Use it on your salads and vegetables
You can add turmeric in your salad dressing or sprinkle some of this spice in your vegetables before you roast it. You can add a sprinkle of turmeric on your cauliflower, potatoes, and other kinds of root vegetables too. You can make a roasted vegetables meatless dinner using the energy and color boosting turmeric.
Jazz up your meat
You can add some of these in your marinated lamb chops and served the lamb chops with garlic flavored yogurt. Use turmeric on your grilled chicken breast and served this with curry rice.
Make a heartening soup
You can add a pinch of turmeric on your soup. Whether you want to use turmeric as a broth to detox or warm up a carrot soup, adding a little turmeric makes a warm soup. Since turmeric has a slightly gingery bitter taste, you need to used other spices or tempered the spice using oil.
Spice up your scrambles and frittatas
Just a small amount of turmeric can make your scrambled eggs or tofu scramble taste better. The color of this spice complements the color of your scrambled eggs and give it that subtle flavor taste.
Blend it into a smoothie
Spice up your tea, or you can blend fresh turmeric root into your smoothie. Don’t worry about smelling the slightly pungent flavor because the other smoothie ingredients can cover up the smell.
Other Uses of Turmeric
- Natural food dye – In French’s classic yellow mustard, turmeric is added to as a natural food dye. You can use turmeric for your baked goods such as biscuits, cereals, cakes, popcorn, and sweets. Some form of turmeric can also be found in canned beverages, dairy products, ice cream, and yogurt too.
- Essential curry dish ingredient – You cannot make Indian curries without turmeric. Add some aromatics like onions and garlic with this spice as the base of your soup or stew.
- Make your dishes interesting – If your recipes call for dried turmeric and you have fresh ones, then you must use it four times as much. Don’t forget to use gloves while you mix turmeric with your dishes.
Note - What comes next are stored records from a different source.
PR #1850, opened 2020-01-15
Fix pre-rs3 keyboard navigation for NavigationView

### LINKED ISSUE #1818: Fix and Re-enable NavigationView interaction Tests
There were some interaction tests that were disabled as part of [the move to ItemsRepeater](https://github.com/microsoft/microsoft-ui-xaml/pull/1683).
Fix and re-enable them.
`ArrowKeyNavigationTest`, `ArrowKeyHierarchicalNavigationTest`, `TabNavigationTest`, and `ScrollToMenuItemTest` -> Update downlevel (RS3 and below) arrow and tab navigation to behave as in RS4+, re-enable the tests for these affected versions. Add tabbing state saving behavior so that tabbing into the list focuses the last focused item.

ojhad:
Fixes #1818 

## Description
Handle arrow key navigation behavior for the NavigationView items pre-rs3. Also explicitly set `TabFocusNavigation` behavior for the Repeaters to `once` in order to ensure it behaves as expected down level.

## Motivation and Context
Down level keyboard navigation using the arrow and tab keys were not functioning as expected after the move to repeater.

## How Has This Been Tested?
Ran test corpus

### DIFF
--- a/dev/NavigationView/NavigationView.cpp
+++ b/dev/NavigationView/NavigationView.cpp
@@ -1784,41 +1784,52 @@ void NavigationView::ArrowKeyNavigationPolyfill(const winrt::NavigationViewItem&
     switch (args.Key())
     {
     case winrt::VirtualKey::Down:
-        if (auto const ir = GetParentItemsRepeaterForContainer(nvi))
+        if (auto nextFocusibleElement = FindNextFocusableElement(nvi, Direction::Down))
         {
-            if (ir != m_topNavRepeater.get())
+            if (SetFocus(nextFocusibleElement, winrt::FocusState::Keyboard))
             {
-                auto const indexOfCurrentElement = GetIndexFromItem(ir, nvi);
-                if (indexOfCurrentElement >= 0)
-                {
-                    if (FocusNextFocusableElement(ir, indexOfCurrentElement))
-                    {
-                        args.Handled(true);
-                    }
-                }
+                args.Handled(true);
             }
         }
         break;
     case winrt::VirtualKey::Up:
-        if (auto const ir = GetParentItemsRepeaterForContainer(nvi))
+        if (auto nextFocusibleElement = FindNextFocusableElement(nvi, Direction::Up))
         {
-            if (ir != m_topNavRepeater.get())
+            if (SetFocus(nextFocusibleElement, winrt::FocusState::Keyboard))
             {
-                auto const indexOfCurrentElement = GetIndexFromItem(ir, nvi);
-                if (indexOfCurrentElement >= 0)
-                {
-                    if (FocusPreviousFocusableElement(ir, indexOfCurrentElement))
-                    {
-                        args.Handled(true);
-                    }
-                }
+                args.Handled(true);
             }
         }
         break;
     }
 }
 
-bool NavigationView::FocusNextFocusableElement(const winrt::ItemsRepeater& ir, const int elementIndex)
+winrt::NavigationViewItem NavigationView::FindNextFocusableElement(const winrt::NavigationViewItem& nvi, Direction direction)
+{
+    if (auto const ir = GetParentItemsRepeaterForContainer(nvi))
+    {
+        // Don't need to polyfill behavior for the horizonal top navigation repeater because it
+        // it can never scroll.
+        if (ir != m_topNavRepeater.get())
+        {
+            auto const indexOfCurrentElement = GetIndexFromItem(ir, nvi);
+            if (indexOfCurrentElement >= 0)
+            {
+                if (direction == Direction::Down)
+                {
+                    return FindNextFocusableElementDown(ir, indexOfCurrentElement);
+                }
+                else
+                {
+                    return FindNextFocusableElementUp(ir, indexOfCurrentElement);
+                }
+            }
+        }
+    }
+    return nullptr;
+}
+
+winrt::NavigationViewItem NavigationView::FindNextFocusableElementDown(const winrt::ItemsRepeater& ir, int elementIndex)
 {
     if (auto const itemsSourceView = ir.ItemsSourceView())
     {
@@ -1826,15 +1837,14 @@ bool NavigationView::FocusNextFocusableElement(const winrt::ItemsRepeater& ir, c
         {
             if (auto const nextElement = ir.TryGetElement(i).try_as<winrt::NavigationViewItem>())
             {
-                SetFocus(nextElement, winrt::FocusState::Keyboard);
-                return true;
+                return nextElement;
             }
         }
     }
-    return false;
+    return nullptr;
 }
 
-bool NavigationView::FocusPreviousFocusableElement(const winrt::ItemsRepeater& ir, const int elementIndex)
+winrt::NavigationViewItem NavigationView::FindNextFocusableElementUp(const winrt::ItemsRepeater& ir, int elementIndex)
 {
     if (auto const itemsSourceView = ir.ItemsSourceView())
     {
@@ -1842,20 +1852,21 @@ bool NavigationView::FocusPreviousFocusableElement(const winrt::ItemsRepeater& i
         {
             if (auto const nextElement = ir.TryGetElement(i).try_as<winrt::NavigationViewItem>())
             {
-                SetFocus(nextElement, winrt::FocusState::Keyboard);
-                return true;
+                return nextElement;
             }
         }
     }
-    return false;
+    return nullptr;
 }
 
 void NavigationView::HandleKeyEventForNavigationViewItem(const winrt::NavigationViewItem& nvi, const winrt::KeyRoutedEventArgs& args)
 {
-    auto key = args.Key();
+    auto const key = args.Key();
     auto const isSettingsItem = IsSettingsItem(nvi);
 
-    // Need to Polyfill XY navigation behavior when running below RS3
+    // Need to polyfill XY navigation behavior when running below RS3.
+    // This is due to the arrow key presses being handled by scrollviewer
+    // and resulting in scrolling instead of navigating to the next item.
     if (!SharedHelpers::IsRS3OrHigher() && !isSettingsItem)
     {
         ArrowKeyNavigationPolyfill(nvi, args);
--- a/dev/NavigationView/NavigationView.cpp
+++ b/dev/NavigationView/NavigationView.cpp
@@ -294,7 +294,6 @@ void NavigationView::OnApplyTemplate()
         m_leftNavRepeaterLoadedRevoker = leftNavRepeater.Loaded(winrt::auto_revoke, { this, &NavigationView::OnRepeaterLoaded });
 
         leftNavRepeater.ItemTemplate(*m_navigationViewItemsFactory);
-        leftNavRepeater.TabFocusNavigation(winrt::KeyboardNavigationMode::Once);
     }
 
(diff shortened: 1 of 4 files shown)


dev/NavigationView/NavigationView.cpp
```diff
@@ -1779,10 +1779,90 @@ void NavigationView::OnNavigationViewItemKeyDown(const winrt::IInspectable& send
...
+                return true;
+            }
+        }
+    }
+    return false;
+}
+
 void NavigationView::HandleKeyEventForNavigationViewItem(const winrt::NavigationViewItem& nvi, const winrt::KeyRoutedEventArgs& args)
 {
     auto key = args.Key();
```
ranjeshj: const

dev/NavigationView/NavigationView.cpp
```diff
@@ -1779,10 +1779,90 @@ void NavigationView::OnNavigationViewItemKeyDown(const winrt::IInspectable& send
...
-    if (IsSettingsItem(nvi))
+    auto const isSettingsItem = IsSettingsItem(nvi);
+
+    // Need to Polyfill XY navigation behavior when running below RS3
+    if (!SharedHelpers::IsRS3OrHigher() && !isSettingsItem)
+    {
+        ArrowKeyNavigationPolyfill(nvi, args);
```
ranjeshj: >ArrowKeyNavigationPolyfill [](start = 8, length = 26)

should we return after this call if we are polyfilling ?

dev/NavigationView/NavigationView.cpp
```diff
@@ -1779,10 +1779,90 @@ void NavigationView::OnNavigationViewItemKeyDown(const winrt::IInspectable& send
     }
 }
 
+void NavigationView::ArrowKeyNavigationPolyfill(const winrt::NavigationViewItem& nvi, const winrt::KeyRoutedEventArgs& args)
+{
+    switch (args.Key())
+    {
+    case winrt::VirtualKey::Down:
```
ranjeshj: do we need to handle left/right for top nav ?

dev/NavigationView/NavigationView.cpp
```diff
@@ -1779,10 +1779,90 @@ void NavigationView::OnNavigationViewItemKeyDown(const winrt::IInspectable& send
...
+        if (auto const ir = GetParentItemsRepeaterForContainer(nvi))
+        {
+            if (ir != m_topNavRepeater.get())
```
ranjeshj: >ir != m_topNavRepeater.get() [](start = 16, length = 28)

would !IsTopNavigationView() be more readable ?

dev/NavigationView/NavigationView.cpp
```diff
@@ -1779,10 +1779,90 @@ void NavigationView::OnNavigationViewItemKeyDown(const winrt::IInspectable& send
...
+                auto const indexOfCurrentElement = GetIndexFromItem(ir, nvi);
+                if (indexOfCurrentElement >= 0)
+                {
+                    if (FocusNextFocusableElement(ir, indexOfCurrentElement))
+                    {
+                        args.Handled(true);
+                    }
+                }
+            }
+        }
```
ranjeshj: lots of duplication between the Up, down and the next/previous blocks. I'm curious if you can reduce that by refactoring it like so

case down:
             if(auto next =  FindNextFocusibleElement(nvi, direction::next))
              {
                   SetFocus(next);
                   handled..
              }
...

dev/NavigationView/NavigationView.cpp
```diff
@@ -1779,10 +1779,90 @@ void NavigationView::OnNavigationViewItemKeyDown(const winrt::IInspectable& send
     }
 }
 
+void NavigationView::ArrowKeyNavigationPolyfill(const winrt::NavigationViewItem& nvi, const winrt::KeyRoutedEventArgs& args)
+{
+    switch (args.Key())
```
StephenLPeters: >Key() [](start = 17, length = 5)

This code will execute for gamepad up and down, is that intended?

dev/NavigationView/NavigationView.cpp
```diff
@@ -1889,15 +1966,23 @@ void NavigationView::RepeaterGettingFocus(const winrt::IInspectable& sender, con
...
                         {
                             args.Handled(true);
                         }
                     }
+                    else
+                    {
+                        // Without TrySetNewFocusedElement, we cannot set focus while it is changing.
+                        m_dispatcherHelper.RunAsync([lastFocusedNvi]()
+                            {
+                                SetFocus(lastFocusedNvi, winrt::FocusState::Keyboard);
```
StephenLPeters: >Keyboard [](start = 76, length = 8)

probably programmatic is better

dev/NavigationView/NavigationView.cpp
```diff
@@ -1863,10 +1943,7 @@ void NavigationView::KeyboardFocusLastItemFromItem(const winrt::NavigationViewIt
         auto lastIndex = itemsSourceView.Count() - 1;
         if (auto lastElement = ir.TryGetElement(lastIndex))
         {
-            if (auto controlLast = lastElement.try_as<winrt::Control>())
-            {
-                controlLast.Focus(winrt::FocusState::Programmatic);
-            }
+            SetFocus(lastElement, winrt::FocusState::Keyboard);
```
StephenLPeters: >Keyboard [](start = 53, length = 8)

why change from programmatic?

dev/NavigationView/NavigationView.cpp
```diff
@@ -1833,7 +1913,7 @@ void NavigationView::KeyboardFocusFirstItemFromItem(const winrt::NavigationViewI
 
     if (auto controlFirst = firstElement.try_as<winrt::Control>())
     {
-        controlFirst.Focus(winrt::FocusState::Keyboard);
+        SetFocus(controlFirst, winrt::FocusState::Keyboard);
```
StephenLPeters: >Keyboard [](start = 50, length = 8)

should this be programmatic?

dev/NavigationView/NavigationView.cpp
```diff
@@ -1779,10 +1779,90 @@ void NavigationView::OnNavigationViewItemKeyDown(const winrt::IInspectable& send
...
+
+bool NavigationView::FocusPreviousFocusableElement(const winrt::ItemsRepeater& ir, const int elementIndex)
+{
+    if (auto const itemsSourceView = ir.ItemsSourceView())
+    {
+        for (int i = elementIndex - 1; i >= 0; i--)
+        {
+            if (auto const nextElement = ir.TryGetElement(i).try_as<winrt::NavigationViewItem>())
+            {
+                SetFocus(nextElement, winrt::FocusState::Keyboard);
```
StephenLPeters: >SetFocus [](start = 16, length = 8)

What if SetFocus fails, for instance because the next NVI is disabled. I think you should only return here if SetFocus returns true, otherwise continue your for loop.

dev/NavigationView/NavigationView.cpp
StephenLPeters: agreed, looks refactorable.

---
In reply to: [367157704](https://github.com/microsoft/microsoft-ui-xaml/pull/1850#discussion_r367157704) [](ancestors = 367157704)

dev/NavigationView/NavigationView.h
```diff
@@ -114,6 +114,9 @@ class NavigationView :
     void RaiseItemInvokedForNavigationViewItem(const winrt::NavigationViewItem& nvi);
     bool IsSettingsItem(winrt::IInspectable const& item);
     void HandleKeyEventForNavigationViewItem(const winrt::NavigationViewItem& nvi, const winrt::KeyRoutedEventArgs& args);
+    void ArrowKeyNavigationPolyfill(const winrt::NavigationViewItem& nvi, const winrt::KeyRoutedEventArgs& args);
+    bool FocusNextFocusableElement(const winrt::ItemsRepeater& ir, const int elementIndex);
```
StephenLPeters: >const [](start = 67, length = 5)

int parameters don't need to be const

StephenLPeters:
This doesn't fix all of #1818 does it?

dev/NavigationView/NavigationView.cpp
ojhad: We don't need to because the arrow key navigation issue was with it scrolling instead of navigating to the next item. This doesn't come up in TopNav left/right keys because it can never scroll.

---
In reply to: [367155739](https://github.com/microsoft/microsoft-ui-xaml/pull/1850#discussion_r367155739) [](ancestors = 367155739)

dev/NavigationView/NavigationView.cpp
ojhad: We still want to achieve this behavior if the overflow menu in topnavigationview has enough items to scroll. Its just the horizontal itemsrepeater we dont care about. I'll add a comment to make that more clear.

---
In reply to: [367156075](https://github.com/microsoft/microsoft-ui-xaml/pull/1850#discussion_r367156075) [](ancestors = 367156075)

dev/NavigationView/NavigationView.cpp
ojhad: Changing the focus using programmatic was causing issues for me where if I was changing the focus to an item that was offscreen, it would not scroll to the newly focused item.

---
In reply to: [367553471](https://github.com/microsoft/microsoft-ui-xaml/pull/1850#discussion_r367553471) [](ancestors = 367553471)

dev/NavigationView/NavigationView.cpp
ojhad: I'm having trouble verifying whether gamepad up and down behaves as expected in RS2 without these changes, however this is the intended behavior for gamepad up and down as well.

dev/NavigationView/NavigationView.cpp
ojhad: see https://github.com/microsoft/microsoft-ui-xaml/pull/1850#discussion_r368166014

dev/NavigationView/NavigationView.cpp
ojhad: see https://github.com/microsoft/microsoft-ui-xaml/pull/1850#discussion_r368166014

dev/NavigationView/NavigationView.cpp
StephenLPeters: Interesting, is the last used interaction device guaranteed to be keyboard when we are in this function?

dev/NavigationView/NavigationView.cpp
```diff
@@ -1779,10 +1779,101 @@ void NavigationView::OnNavigationViewItemKeyDown(const winrt::IInspectable& send
...
+            if (SetFocus(nextFocusibleElement, winrt::FocusState::Keyboard))
+            {
+                args.Handled(true);
+            }
+        }
+        break;
+    case winrt::VirtualKey::Up:
+        if (auto nextFocusibleElement = FindNextFocusableElement(nvi, Direction::Up))
+        {
+            if (SetFocus(nextFocusibleElement, winrt::FocusState::Keyboard))
```
StephenLPeters: >if (SetFocus(nextFocusibleElement, winrt::FocusState::Keyboard)) [](start = 12, length = 64)

We talked about this offline, but I think this code does not handle the case where this element is not focusable correctly.

ojhad:
Temporarily closing till I get the time to come back and finish this PR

- Drink your spice – Surprisingly, you can make drinks like warm turmeric tea with a little bit of sugar. Another option would be to have a turmeric latte mix. This could be a perfect drink to sip in the morning to jumpstart your day.
- Soothing facial mask – Turmeric is not just food for your tummy but, it is considered as one of the best foods for your skin.
- Prevents memory loss and clogged arteries – For your body to fully absorb this spice, you need to add a little black pepper spice. Curcumin found in this spice can help to ward off brain fog and severe other brain health conditions such as Alzheimer’s disease. Curcumin improves your brain function by boosting your brain-derived neurotrophic factor hormone.
- Slows down cancer growth – Research studies show how turmeric can slow down the spread of color and pancreatic cancer cells. Turmeric fights cancer cells by reducing the size of the tumors.
- Cures symptoms of cough and colds – Turmeric helps you fight infection. Because of its anti-viral and antibacterial properties, this spice increases mucus production. The microbes are flush out of your respiratory tract, helping you breathe a little easier.
Is Turmeric Safe?
However, take note that turmeric is high in soluble oxalates. This can bind to form insoluble calcium. Too much turmeric may cause gastrointestinal problems. Suffice it to say, that in order to use turmeric in safe levels you need to limit your consumption from 400 to 600 milligrams in powder form. If you are using grated or dried turmeric you should restrict your intake to only 1 to 3 grams.
Source: The National Center for Biotechnology Information
The Bottom Line
Turmeric has a lot of benefits, whether you use it in cooking or for health benefits. Some foods taste better when you add turmeric into it, as seen above. You can add turmeric in your tea or drink it up with milk.
Don’t forget to consume turmeric at safe levels. The exact dose that your body needs depends on what kind of condition your body is at. If you decide to take turmeric as a supplement, you need to use it with caution. Consult your doctor first before you start using this in supplement form.